Aku menuju galeri dan mencari foto yang tepat untuk ekspos jawaban.

" Lucu banget. Awalnya aku minta dikenalin ke temennya temen aku yang mana crush aku. Ternyata nyantolnya malah ke dia <3 "

" Sama dia lebih suka bikin konten Travlogger atau Karaoke Malam Minggu? "

“Travlogger! Bukan berarti aku ga suka bikin konten Karmalming. Aku suka nyanyi, tapi siapa sih yang ga suka liburan jalan-jalan sama doi? hehe.”

“Hai, kak. Dia makin cakep ga?”

" Atas dasar apa kamu tanya-tanya gitu ke saya hmmm?? Iya. Makin cakep banget huhu."

" Siapa yang bilang suka duluan?"

Aku memejamkan mataku yang terasa memanas. " Hehe. Dia orangnya pemalu. Ditambah aku lebih tua dari dia. Aku yang bilang suka duluan tapi hanya bercanda. Tapi dia balas bilang suka dan dia serius soal itu ."

Aku tersenyum, sekali lagi melihat foto kami yang tersimpan di roll kameraku.

"Kak, tell us o ne of your first time with him. We will guess."

" Saat itu setelah kencan ketiga kami. His tastes like a cotton candy :)"

" Yang kakak suka dari dia?"

" Senyumnya, matanya yang ikut senyum waktu dia senyum, his everything. Including his flaws."

" Siapa yang putusin buat … berpisah?"

Aku menelan sesuatu yang terasa mengganjal di kerongkonganku. " Dia. Tapi itu juga gara-gara salahku. Kami putuskan kalau itu jalan terbaik buat kami. Kami memang bertengkar banyak, tapi yang terakhir yang paling hebat."

" Kakak jawab-jawabin ini sambil liat foto-foto lama kakak sama dia ya? :slight_smile: Nothing to say tapi sedih kalian saling unfollow </3"

" Hehe. Tau aja </3 "

" Words for him?"

Aku terpaku melihat pertanyaan tersebut. Bukan salah satu followersku, tapi aku tertarik untuk tetap menjawabnya.

" It hurts me to hurt you. Berpaling dari kamu salah satu kesalahan terbesarku dan aku telat sadarnya. Harusnya aku tau aku cuma jenuh. Rasanya sakit buat benar-benar pisah and I ended up do an unforgivable mistake. We can’t be together again and that’s my biggest regret. Hope u do well. I’m still loving u."

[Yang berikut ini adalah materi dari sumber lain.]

PR #507, opened 2023-06-20
Implement APRProofViewer as an APRProof specific TUI

ehildenb:
Following https://github.com/runtimeverification/pyk/pull/489, it turns out that KEVM's TUI is broken because it relies on the old way of doing Node printing.

This makes a new `APRProofViewer` class, which largely inherits from `KCFGViewer`, but adjusts it to handle the more spceific node viewers.

I have tested this with both KEVM+Foundry and raw KEVM specs, and it seems to work.


src/pyk/proof/style.css
```diff
@@ -0,0 +1,61 @@
...
+    height: auto;
+}
+#constraint {
+    width: auto;
+    height: auto;
+}
+#custom {
+    width: auto;
+    height: auto;
+}
```
nwatson22, line 61: Is this just a clone of `src/pyk/kcfg/style.css`? I wonder if it would be better to have `APRProofViewer` inherit the styling from its superclass.

nwatson22 (approved):

src/pyk/proof/style.css
ehildenb: Hmmmmm, that would be a good idea, sorry I didn't see this before it was merged.

PR #512, opened 2023-06-26
Adjust BMC loop detection for languages with coinciding loop heads and branches

ehildenb:
In GOTO style languages (which use `JUMP` instructions for control flow), the loop head and the branch points coincide. One example of such a language is EVM. In these languages, when detecting prior loop heads for BMC loop detection, we were counting each loop-head twice, because we were simply walking backwards in the KCFG and looking for nodes that were in the `_same_loop_head` heuristic relation. But because these loop heads were also branches, we were counting both the pre- and post-branch nodes as loop heads, even though it should only count a single time.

Mie dalam mangkukku tandas. Aku beranjak untuk mencuci mangkuk dan kembali ke ponselku.

Jantungku berdetak cepat saat mendapat dm dari sebuah akun.

" Hope u do well 2. and I (still) love u 2, dummy cupcake."

Air mata yang sebabkan mataku memanas akhirnya berhasil keluar dari pertahanannya.

Orang yang berhasil jadi pemenang untuk jadikanku saddest gurl siang itu; orang yang sama dengan pemenang hatiku.